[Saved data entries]
□ □ □ □ □
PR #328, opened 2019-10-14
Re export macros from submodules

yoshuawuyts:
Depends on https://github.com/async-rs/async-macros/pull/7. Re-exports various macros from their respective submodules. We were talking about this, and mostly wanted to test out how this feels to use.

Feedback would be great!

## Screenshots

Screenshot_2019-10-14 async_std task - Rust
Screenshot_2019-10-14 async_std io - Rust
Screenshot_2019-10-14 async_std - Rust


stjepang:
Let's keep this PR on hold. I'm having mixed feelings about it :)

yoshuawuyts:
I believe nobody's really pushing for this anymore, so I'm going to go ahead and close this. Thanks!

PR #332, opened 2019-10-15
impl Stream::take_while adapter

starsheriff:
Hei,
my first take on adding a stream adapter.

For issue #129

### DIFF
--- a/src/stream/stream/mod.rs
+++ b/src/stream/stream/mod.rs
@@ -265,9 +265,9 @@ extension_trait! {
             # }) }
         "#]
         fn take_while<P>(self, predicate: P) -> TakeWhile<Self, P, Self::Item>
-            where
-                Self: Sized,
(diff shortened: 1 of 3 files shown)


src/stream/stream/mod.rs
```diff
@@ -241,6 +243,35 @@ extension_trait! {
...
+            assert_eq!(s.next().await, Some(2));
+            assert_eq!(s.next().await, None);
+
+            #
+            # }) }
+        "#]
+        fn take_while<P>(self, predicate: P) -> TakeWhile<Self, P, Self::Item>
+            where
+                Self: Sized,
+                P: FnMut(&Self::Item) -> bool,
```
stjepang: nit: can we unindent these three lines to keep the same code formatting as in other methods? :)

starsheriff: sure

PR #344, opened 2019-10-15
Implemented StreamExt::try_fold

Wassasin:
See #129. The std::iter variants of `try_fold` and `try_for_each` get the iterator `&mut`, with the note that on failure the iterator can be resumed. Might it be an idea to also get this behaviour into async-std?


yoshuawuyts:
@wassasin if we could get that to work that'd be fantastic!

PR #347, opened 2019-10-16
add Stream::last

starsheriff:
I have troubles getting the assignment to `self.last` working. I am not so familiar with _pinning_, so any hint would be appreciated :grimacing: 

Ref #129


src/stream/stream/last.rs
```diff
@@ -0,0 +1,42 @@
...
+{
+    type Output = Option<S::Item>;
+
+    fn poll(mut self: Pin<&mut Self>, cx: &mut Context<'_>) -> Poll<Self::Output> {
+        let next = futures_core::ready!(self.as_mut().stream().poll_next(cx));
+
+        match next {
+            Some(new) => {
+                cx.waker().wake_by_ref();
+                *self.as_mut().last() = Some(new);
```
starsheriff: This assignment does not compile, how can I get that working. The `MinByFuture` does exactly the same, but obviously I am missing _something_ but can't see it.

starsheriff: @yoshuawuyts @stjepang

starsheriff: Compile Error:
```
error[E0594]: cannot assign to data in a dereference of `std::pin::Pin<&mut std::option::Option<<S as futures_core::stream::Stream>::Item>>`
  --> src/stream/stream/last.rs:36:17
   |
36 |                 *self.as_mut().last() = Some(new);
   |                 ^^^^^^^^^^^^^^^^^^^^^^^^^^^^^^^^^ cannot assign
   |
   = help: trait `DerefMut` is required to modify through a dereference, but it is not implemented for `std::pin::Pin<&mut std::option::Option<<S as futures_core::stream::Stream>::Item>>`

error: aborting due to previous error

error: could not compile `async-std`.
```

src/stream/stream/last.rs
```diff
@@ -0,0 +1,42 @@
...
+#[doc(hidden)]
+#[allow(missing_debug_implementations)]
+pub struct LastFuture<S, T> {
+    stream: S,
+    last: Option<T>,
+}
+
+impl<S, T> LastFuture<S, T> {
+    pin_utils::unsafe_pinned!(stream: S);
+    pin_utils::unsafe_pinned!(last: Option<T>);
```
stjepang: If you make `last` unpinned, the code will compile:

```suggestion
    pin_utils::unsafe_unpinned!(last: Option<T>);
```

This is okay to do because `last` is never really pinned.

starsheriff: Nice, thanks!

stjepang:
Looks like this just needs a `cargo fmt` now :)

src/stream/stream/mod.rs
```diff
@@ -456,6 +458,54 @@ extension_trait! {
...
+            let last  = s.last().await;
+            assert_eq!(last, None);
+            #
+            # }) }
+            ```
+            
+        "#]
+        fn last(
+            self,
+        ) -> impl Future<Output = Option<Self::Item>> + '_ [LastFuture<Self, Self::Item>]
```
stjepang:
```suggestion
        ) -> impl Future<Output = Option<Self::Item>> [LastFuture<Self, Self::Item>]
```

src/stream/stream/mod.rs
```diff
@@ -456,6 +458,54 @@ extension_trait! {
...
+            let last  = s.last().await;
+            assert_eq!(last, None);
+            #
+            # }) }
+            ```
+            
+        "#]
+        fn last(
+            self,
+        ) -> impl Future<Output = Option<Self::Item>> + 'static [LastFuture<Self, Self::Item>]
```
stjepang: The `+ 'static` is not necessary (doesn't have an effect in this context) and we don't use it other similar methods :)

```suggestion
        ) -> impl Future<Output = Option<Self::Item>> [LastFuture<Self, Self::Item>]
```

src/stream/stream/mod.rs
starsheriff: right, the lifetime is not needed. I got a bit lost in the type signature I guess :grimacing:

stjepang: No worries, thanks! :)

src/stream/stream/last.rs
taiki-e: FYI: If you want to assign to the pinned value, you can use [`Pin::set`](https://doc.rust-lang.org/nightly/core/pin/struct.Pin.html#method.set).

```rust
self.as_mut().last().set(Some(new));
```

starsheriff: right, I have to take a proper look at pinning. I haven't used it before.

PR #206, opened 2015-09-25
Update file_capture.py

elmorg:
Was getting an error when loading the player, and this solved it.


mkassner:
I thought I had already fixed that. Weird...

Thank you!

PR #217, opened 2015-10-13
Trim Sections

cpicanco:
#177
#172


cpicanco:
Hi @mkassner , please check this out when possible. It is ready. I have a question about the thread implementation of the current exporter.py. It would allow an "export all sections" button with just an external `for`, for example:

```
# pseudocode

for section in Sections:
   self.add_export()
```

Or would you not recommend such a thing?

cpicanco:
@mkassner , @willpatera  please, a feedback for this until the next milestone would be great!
□ □ □ □ □
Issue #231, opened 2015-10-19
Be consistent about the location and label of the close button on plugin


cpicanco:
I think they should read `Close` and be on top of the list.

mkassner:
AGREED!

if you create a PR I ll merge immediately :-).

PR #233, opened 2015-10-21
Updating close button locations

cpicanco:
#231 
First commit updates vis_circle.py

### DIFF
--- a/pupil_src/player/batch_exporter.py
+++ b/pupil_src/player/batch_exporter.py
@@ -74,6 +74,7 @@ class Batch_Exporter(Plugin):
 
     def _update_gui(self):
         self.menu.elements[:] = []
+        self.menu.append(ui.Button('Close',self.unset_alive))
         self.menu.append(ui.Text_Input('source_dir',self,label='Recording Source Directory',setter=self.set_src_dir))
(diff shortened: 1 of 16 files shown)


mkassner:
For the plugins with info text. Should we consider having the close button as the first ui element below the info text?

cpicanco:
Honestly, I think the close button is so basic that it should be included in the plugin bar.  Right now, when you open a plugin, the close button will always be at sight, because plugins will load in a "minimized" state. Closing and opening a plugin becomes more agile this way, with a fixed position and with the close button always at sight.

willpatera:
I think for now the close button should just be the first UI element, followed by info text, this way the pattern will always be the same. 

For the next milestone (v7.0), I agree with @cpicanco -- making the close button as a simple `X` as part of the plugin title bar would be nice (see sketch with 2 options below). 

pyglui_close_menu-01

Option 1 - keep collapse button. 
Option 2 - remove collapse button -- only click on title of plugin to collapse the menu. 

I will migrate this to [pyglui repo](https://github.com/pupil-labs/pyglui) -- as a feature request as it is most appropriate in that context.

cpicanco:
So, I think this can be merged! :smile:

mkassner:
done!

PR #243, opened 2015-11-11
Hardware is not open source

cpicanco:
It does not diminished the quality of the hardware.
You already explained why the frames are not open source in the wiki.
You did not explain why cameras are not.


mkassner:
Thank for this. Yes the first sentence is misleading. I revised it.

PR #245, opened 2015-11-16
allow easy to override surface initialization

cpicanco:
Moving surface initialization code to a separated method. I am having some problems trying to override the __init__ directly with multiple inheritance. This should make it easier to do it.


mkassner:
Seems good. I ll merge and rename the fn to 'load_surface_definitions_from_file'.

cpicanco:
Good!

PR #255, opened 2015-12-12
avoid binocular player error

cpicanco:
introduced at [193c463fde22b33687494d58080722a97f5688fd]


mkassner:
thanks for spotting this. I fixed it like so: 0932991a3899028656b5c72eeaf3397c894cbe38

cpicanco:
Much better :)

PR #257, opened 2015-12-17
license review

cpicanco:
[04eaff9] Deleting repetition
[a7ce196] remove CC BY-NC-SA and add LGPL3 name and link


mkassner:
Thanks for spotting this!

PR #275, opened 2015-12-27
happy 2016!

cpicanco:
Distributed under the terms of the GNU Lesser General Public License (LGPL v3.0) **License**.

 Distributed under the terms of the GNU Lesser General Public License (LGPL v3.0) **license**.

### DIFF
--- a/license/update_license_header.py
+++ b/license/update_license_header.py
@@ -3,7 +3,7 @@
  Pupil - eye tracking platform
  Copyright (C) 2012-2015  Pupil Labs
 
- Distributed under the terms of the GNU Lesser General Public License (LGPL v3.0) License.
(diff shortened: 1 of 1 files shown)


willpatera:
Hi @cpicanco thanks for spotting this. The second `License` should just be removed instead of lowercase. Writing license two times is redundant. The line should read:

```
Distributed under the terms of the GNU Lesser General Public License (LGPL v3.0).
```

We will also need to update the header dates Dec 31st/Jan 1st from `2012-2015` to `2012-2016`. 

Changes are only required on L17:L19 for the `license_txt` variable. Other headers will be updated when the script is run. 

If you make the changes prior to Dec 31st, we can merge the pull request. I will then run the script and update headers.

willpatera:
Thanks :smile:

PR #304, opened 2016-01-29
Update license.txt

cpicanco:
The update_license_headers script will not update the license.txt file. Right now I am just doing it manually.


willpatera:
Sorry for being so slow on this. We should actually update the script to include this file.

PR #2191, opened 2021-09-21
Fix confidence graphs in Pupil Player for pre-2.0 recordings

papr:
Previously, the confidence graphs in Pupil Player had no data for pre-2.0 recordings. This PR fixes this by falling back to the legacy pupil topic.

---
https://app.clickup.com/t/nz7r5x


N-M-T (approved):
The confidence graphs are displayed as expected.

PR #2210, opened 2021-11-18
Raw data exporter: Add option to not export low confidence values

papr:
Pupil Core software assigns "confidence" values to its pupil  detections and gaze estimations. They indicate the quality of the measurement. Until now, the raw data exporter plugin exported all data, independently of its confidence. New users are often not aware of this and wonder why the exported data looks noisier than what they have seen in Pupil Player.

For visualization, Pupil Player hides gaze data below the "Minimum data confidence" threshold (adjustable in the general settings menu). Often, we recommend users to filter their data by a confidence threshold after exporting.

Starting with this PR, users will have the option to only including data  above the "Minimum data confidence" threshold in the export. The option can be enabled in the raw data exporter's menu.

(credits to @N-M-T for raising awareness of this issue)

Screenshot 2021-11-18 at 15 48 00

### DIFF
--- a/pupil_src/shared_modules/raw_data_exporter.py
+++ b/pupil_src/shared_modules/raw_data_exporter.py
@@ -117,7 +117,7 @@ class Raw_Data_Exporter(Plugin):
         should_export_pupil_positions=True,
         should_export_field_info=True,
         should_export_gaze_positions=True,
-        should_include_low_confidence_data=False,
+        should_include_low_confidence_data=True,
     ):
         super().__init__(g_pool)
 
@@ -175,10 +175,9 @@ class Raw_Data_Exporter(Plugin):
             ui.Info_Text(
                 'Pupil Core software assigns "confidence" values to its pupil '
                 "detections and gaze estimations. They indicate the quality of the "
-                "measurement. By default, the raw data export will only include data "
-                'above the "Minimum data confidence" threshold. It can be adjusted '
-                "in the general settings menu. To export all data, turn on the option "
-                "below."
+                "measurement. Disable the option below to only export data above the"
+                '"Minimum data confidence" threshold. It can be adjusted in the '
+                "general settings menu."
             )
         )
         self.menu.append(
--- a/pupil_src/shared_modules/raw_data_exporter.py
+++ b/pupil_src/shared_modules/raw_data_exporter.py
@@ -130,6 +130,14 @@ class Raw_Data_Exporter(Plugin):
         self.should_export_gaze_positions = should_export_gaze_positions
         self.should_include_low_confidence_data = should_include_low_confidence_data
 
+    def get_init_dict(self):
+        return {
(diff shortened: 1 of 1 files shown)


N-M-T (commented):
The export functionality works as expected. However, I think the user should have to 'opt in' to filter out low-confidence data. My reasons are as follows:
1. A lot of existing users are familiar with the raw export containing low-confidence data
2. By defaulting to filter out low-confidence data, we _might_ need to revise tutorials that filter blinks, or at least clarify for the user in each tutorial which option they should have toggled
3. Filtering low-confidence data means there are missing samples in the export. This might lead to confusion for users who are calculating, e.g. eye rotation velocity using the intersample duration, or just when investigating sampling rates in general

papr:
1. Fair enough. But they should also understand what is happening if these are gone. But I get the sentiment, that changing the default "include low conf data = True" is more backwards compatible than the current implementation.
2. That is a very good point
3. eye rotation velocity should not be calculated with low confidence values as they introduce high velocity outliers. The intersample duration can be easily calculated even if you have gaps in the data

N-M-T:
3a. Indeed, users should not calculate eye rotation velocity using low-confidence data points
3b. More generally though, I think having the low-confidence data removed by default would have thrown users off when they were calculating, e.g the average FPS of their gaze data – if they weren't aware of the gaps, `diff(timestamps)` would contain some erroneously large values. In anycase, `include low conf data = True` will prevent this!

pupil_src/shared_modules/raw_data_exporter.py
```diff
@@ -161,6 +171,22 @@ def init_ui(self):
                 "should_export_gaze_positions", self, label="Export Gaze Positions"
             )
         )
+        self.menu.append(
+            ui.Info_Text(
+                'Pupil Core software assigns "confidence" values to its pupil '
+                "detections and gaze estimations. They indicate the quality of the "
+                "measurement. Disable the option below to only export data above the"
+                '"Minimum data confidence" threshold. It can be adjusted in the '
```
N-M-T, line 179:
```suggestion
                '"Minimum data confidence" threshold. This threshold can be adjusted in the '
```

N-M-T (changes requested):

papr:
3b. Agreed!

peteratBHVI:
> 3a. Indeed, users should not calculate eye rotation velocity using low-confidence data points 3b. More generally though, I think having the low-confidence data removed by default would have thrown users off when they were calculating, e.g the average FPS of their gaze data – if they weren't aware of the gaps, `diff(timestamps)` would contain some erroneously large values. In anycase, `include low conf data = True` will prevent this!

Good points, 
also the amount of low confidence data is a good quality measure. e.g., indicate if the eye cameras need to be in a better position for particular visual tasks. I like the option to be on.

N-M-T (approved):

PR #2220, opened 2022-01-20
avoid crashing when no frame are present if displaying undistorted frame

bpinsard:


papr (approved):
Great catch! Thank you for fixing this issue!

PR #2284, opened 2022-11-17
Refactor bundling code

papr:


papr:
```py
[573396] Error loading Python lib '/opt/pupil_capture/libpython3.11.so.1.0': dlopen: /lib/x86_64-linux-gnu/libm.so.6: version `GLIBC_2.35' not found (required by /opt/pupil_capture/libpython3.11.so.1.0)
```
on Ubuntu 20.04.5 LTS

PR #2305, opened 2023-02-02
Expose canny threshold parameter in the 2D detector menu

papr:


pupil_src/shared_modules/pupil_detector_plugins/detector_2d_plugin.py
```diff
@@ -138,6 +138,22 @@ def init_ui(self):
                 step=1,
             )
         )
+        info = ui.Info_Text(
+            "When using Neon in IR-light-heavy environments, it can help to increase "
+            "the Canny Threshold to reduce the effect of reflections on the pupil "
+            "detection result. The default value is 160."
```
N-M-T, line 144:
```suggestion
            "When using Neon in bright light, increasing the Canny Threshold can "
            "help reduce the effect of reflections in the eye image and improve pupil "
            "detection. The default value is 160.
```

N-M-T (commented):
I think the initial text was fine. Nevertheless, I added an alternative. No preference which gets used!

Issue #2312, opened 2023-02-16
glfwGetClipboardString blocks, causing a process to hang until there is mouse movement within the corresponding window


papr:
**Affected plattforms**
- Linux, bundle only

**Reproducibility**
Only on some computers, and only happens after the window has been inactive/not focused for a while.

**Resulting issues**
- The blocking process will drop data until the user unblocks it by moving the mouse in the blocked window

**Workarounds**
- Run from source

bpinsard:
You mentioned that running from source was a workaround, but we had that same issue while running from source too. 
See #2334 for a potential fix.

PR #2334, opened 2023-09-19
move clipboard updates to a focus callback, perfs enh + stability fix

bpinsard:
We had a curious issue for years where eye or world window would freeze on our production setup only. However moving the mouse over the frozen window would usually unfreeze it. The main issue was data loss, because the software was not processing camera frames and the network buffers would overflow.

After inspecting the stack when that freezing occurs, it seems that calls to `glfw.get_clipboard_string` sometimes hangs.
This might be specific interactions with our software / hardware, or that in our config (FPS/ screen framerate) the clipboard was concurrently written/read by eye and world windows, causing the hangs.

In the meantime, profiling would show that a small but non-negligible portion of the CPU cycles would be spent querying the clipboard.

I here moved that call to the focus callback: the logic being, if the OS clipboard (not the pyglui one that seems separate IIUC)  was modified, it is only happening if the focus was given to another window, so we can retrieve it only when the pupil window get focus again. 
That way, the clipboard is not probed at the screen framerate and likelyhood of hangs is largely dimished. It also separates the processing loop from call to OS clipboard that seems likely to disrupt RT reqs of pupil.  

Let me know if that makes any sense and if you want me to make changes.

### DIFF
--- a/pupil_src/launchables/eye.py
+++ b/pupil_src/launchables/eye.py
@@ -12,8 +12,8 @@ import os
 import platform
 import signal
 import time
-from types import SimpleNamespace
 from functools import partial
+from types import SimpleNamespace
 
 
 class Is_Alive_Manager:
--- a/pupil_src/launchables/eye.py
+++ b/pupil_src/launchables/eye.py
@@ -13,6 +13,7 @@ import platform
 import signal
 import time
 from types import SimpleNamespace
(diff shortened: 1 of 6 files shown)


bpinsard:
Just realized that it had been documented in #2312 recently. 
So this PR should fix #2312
□ □ □ □ □
Try it:
When you reach the line containing "Sorry for being" in the data above, start copying exactly, and stop after the line containing "in Pupil Player.".

Result of the exercise:
Sorry for being so slow on this. We should actually update the script to include this file.

PR #2191, opened 2021-09-21
Fix confidence graphs in Pupil Player for pre-2.0 recordings

papr:
Previously, the confidence graphs in Pupil Player had no data for pre-2.0 recordings. This PR fixes this by falling back to the legacy pupil topic.

---
https://app.clickup.com/t/nz7r5x


N-M-T (approved):
The confidence graphs are displayed as expected.

PR #2210, opened 2021-11-18
Raw data exporter: Add option to not export low confidence values

papr:
Pupil Core software assigns "confidence" values to its pupil  detections and gaze estimations. They indicate the quality of the measurement. Until now, the raw data exporter plugin exported all data, independently of its confidence. New users are often not aware of this and wonder why the exported data looks noisier than what they have seen in Pupil Player.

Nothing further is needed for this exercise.